Co-occurrence network analysis of specific contigs
Co-occurrence networks to determine whether or not certain VLP contigs had
positive relationships with 16S rRNA and BAC metagenomes were performed as
previously described (Williams et al., 2014). Spearman’s correlations were generated for
all pairs of sequence data (specific contigs identified as significant, Table S7) using the
rcorr() function from the Hmisc package in R (Harrell, 2015). P-values were adjusted
using a false discovery rate (Pike, 2011)through the fdrtool() function in the fdrtool
package in R (Klaus & Strimmer, 2013), where Q-values < 0.05 were considered in the
network.

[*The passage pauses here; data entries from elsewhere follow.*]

PR #656, opened 2022-10-27
Playground: Option to use ipython profile

haffi96:
I started the piccolo playground locally and noticed that there was no syntax highlighting. Did I do something wrong?

Unless I misunderstood. It seems that when you start the playground, it creates an embedded ipython shell with the default config. I think this means IPython will use the user's own config. But if there is None, it will still use the default config because the playground embed instance doesn't specify a config. This mean no syntax highlighting

These changes will make it so that by default, running playground will start the embedded shell with syntax highlighting. This also overrides the user config (which is at ~/.ipython/profile_.....).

This value was considered as an appropriate cut-off as all correlations had a rho
value greater than 0.83; therefore, we did not consider multiple cut-offs as suggested in
(Williams et al., 2014). The resulting network was constrained to only include nodes that
were directly adjacent to specific contigs. Networks were generated using the
graph.edgelist() function from the igraph package in R (Csardi & Nepusz, 2006), and a
combination of the intergraph and GGally packages were used to visualize the network
(Schloerke et al., 2011) (Bojanowski, 2015).
PCR confirmation of contigs
PCR was performed to confirm the presence of contigs in the BAC, VLP, and IND DNA
samples. Primers used are listed in Table S8.